Desperate times call for desperate measures. But when bureaucrats start demanding that people be put behind bars for producing more than the “stipulated” number of children, you can be sure you are in China.
Or can you?
I R Perumal, the principal secretary in the health and family welfare department, on Saturday advocated the desperate measure to curb the booming population in India. His prescription sounds a bit more radical than his minister, Ghulam Nabi Azad’s. While Azad wants to hand villagers the power of the remote so that they don’t turn to baser instincts, Perumal seems to think that punishing the careless, capricious and carnal lover will arrest the population explosion.

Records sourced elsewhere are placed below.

PR #594, opened 2024-03-18
Add app framework value to v2 logs

leandro-godon:
## Goal

Add the "app framework" attribute for logs that was missing.


fractalwrench (approved):
LGTM

PR #595, opened 2024-03-19
Make EmbraceSpan snapshottable

bidetofevil:
## Goal

We need to persist active spans when we have unexpected terminations so we can send the data associated with them in case we can't terminate them in time. 

To do this, I will first make their current state serializable as without needing to end them and make the OTel SDK turn them into `EmbraceSpanData`. 

The tricky part of this is that the `Span` returned by the OTel SDK after a span has started cannot be read - that is, key details like the name, start/end times, in additional to attributes and events, cannot be accessed until a span goes through the export process after it is stopped. Boo!

To get around this, we keep all the data we are interested in in the wrapper, and only add it to the OTel Span object when we are about to stop it. That way, we can always snapshot an `EmbraceSpan`.

## Testing

Add unit tests to verify the snapshot. The logic to move the span data to the wrapper layer is validated by the existing tests.

### DIFF
--- a/embrace-android-sdk/src/main/java/io/embrace/android/embracesdk/internal/spans/CurrentSessionSpanImpl.kt
+++ b/embrace-android-sdk/src/main/java/io/embrace/android/embracesdk/internal/spans/CurrentSessionSpanImpl.kt
@@ -17,7 +17,7 @@ import java.util.concurrent.atomic.AtomicInteger
 import java.util.concurrent.atomic.AtomicReference
 
 internal class CurrentSessionSpanImpl(
-    private val clock: Clock,
+    private val openTelemetryClock: Clock,
     private val telemetryService: TelemetryService,
     private val spanRepository: SpanRepository,
     private val spanSink: SpanSink,
@@ -81,7 +81,7 @@ internal class CurrentSessionSpanImpl(
             if (appTerminationCause == null) {
                 endingSessionSpan.stop()
                 spanRepository.clearCompletedSpans()
-                sessionSpan.set(startSessionSpan(clock.now().nanosToMillis()))
+                sessionSpan.set(startSessionSpan(openTelemetryClock.now().nanosToMillis()))
             } else {
                 endingSessionSpan.setEmbraceAttribute(appTerminationCause)
                 endingSessionSpan.stop()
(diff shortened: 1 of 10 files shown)


bidetofevil:
* **#597** <a href="https://app.graphite.dev/github/pr/embrace-io/embrace-android-sdk/597?utm_source=stack-comment-icon" target="_blank">Graphite</a>
* **#596** <a href="https://app.graphite.dev/github/pr/embrace-io/embrace-android-sdk/596?utm_source=stack-comment-icon" target="_blank">Graphite</a>
* **#595** <a href="https://app.graphite.dev/github/pr/embrace-io/embrace-android-sdk/595?utm_source=stack-comment-icon" target="_blank">Graphite</a> 👈
* `master`

<h2></h2>

embrace-android-sdk/src/main/java/io/embrace/android/embracesdk/internal/spans/CurrentSessionSpanImpl.kt
```diff
@@ -107,15 +107,21 @@ internal class CurrentSessionSpanImpl(
     private fun startSessionSpan(startTimeMs: Long): EmbraceSpan {
         traceCount.set(0)
 
+        val spanName = "session".toEmbraceSpanName()
```
bidetofevil, line 110: Had to move the logic to prepend `emb` outside side of the SpanBuilder because we need to access it for snapshot purposes, AND we also need to pass it in as a parameter to the friggin builder. I hate this, but not much we can do. The good thing is that this is contained - the logic is here and in SpanServiceImpl.

fractalwrench (approved):
LGTM.

It's worth mentioning that currently OTel implements spans via the `SdkSpan` class which implements the `ReadWrite` interface, which might also achieve what you want. However, these are all non-public APIs so this solution is probably better

bidetofevil:
Yeah, I thought about doing a hard cast and reading it from there, but that seems more brittle in case they do a refactor that changes that relationship - it also ties us explicitly to `SdkSpan`, which we aren't right now.

Doing it this way seems just as good and insulates us from their implementation. It could even form the basis of our own OTel SDK implementation too, but that's more of a future thing.

bidetofevil:
### Merge activity

* **Mar 19, 12:53 PM EDT**: @bidetofevil started a stack merge that includes this pull request via [Graphite](https://app.graphite.dev/github/pr/embrace-io/embrace-android-sdk/595).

Late-night television or the threat of being put behind bars will not do the trick. What the government needs to do is incentivise reproduction, just like Singapore does. The more children you produce, the more tax breaks and goodies you get. It will lead to a temporary population boom alright, but then our country cousins will get too bored and stop being productive altogether. Don’t laugh it off just yet.
The politics of incentives is doing the farmer in, as you must have read in The New Indian Express on Sunday. Labour is hard to come by, what with the subsidized rice scheme. Labour cost is shooting up because a farm hand gets Rs 100 under the National Rural Employment Guarantee scheme. With food and money assured at home, labourers are loath to do what they have been doing for ages. So, if you were to employ the same logic to baby boomers, voila! The whole problem is solved in a jiffy.

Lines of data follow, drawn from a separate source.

PR #598, opened 2024-03-19
Add integration tests for features

fractalwrench:
## Goal

Adds integration tests for custom breadcrumbs, view breadcrumbs, and AEI. These will help us assert that functionality is still working as expected when migrating features to OTel.


lucaslabari (approved):
LGTM

PR #600, opened 2024-03-19
Switch between event and OTel log services based on configuration

leandro-godon:
## Goal

Create a `CompositeLogService` that can switch between `LogMessageService` and `LogService` based on a remote config.

## Testing

Updated tests and ran the test app.


lucaslabari (approved):
LGTM

PR #604, opened 2024-03-20
Add span assertions for tests

fractalwrench:
## Goal

Adds assertions that will be used for writing tests on spans. Additionally refactored the `SchemaType` so that string literals are defined in constants.

### DIFF
--- a/embrace-android-sdk/src/main/java/io/embrace/android/embracesdk/arch/schema/SchemaType.kt
+++ b/embrace-android-sdk/src/main/java/io/embrace/android/embracesdk/arch/schema/SchemaType.kt
@@ -1,8 +1,19 @@
 package io.embrace.android.embracesdk.arch.schema
 
+import io.embrace.android.embracesdk.arch.schema.SchemaKeys.AEI_RECORD
+import io.embrace.android.embracesdk.arch.schema.SchemaKeys.CUSTOM_BREADCRUMB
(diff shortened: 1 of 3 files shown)


embrace-android-sdk/src/main/java/io/embrace/android/embracesdk/arch/schema/SchemaType.kt
```diff
@@ -1,9 +1,20 @@
...
+internal object SchemaKeys {
+    internal const val CUSTOM_BREADCRUMB = "custom-breadcrumb"
+    internal const val VIEW_BREADCRUMB = "view-breadcrumb"
+    internal const val AEI_RECORD = "aei-record"
+    internal const val LOG = "emb-log"
+}
+
 internal sealed class SchemaType(
     val telemetryType: TelemetryType,
     val name: String,
```
lucaslabari, line 20: nit: maybe we can do this more restrictive and turn it to be of type `SchemaKey` and `SchemaKey` be an enum. 
But it's just a detail... it's ok if you prefer it this way.

fractalwrench: I will keep this as-is for now since `SchemaType` is already a sealed class, but we can maybe reassess if any other functionality ever gets added to the string constants?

Okay, let’s get a little serious now.
Azad’s and Perumal’s concern for India’s population is not misplaced, even though it may be 20 years late. The pressure on land, water and other resources is getting out of hand. And with the West breathing down our neck (“You Asians are eating too much. That is why there is a shortage of food in the world”) survival is going to be hard-fought. Already, there are reports of our groundwater being contaminated, among other things, with uranium. A lot of what we produce is meant for export (Virginia and organic tobacco along the Mysore-Coorg belt, for instance) and the cost of harvesting land is shooting through the roof.
Is it time then to do what China did in the late seventies-mid eighties? That is, aggressively implement the birth control programme through a carrot-and-stick policy. After all, some of us are trying to follow the Chinese in all that we do – be it in agriculture or low-cost technology.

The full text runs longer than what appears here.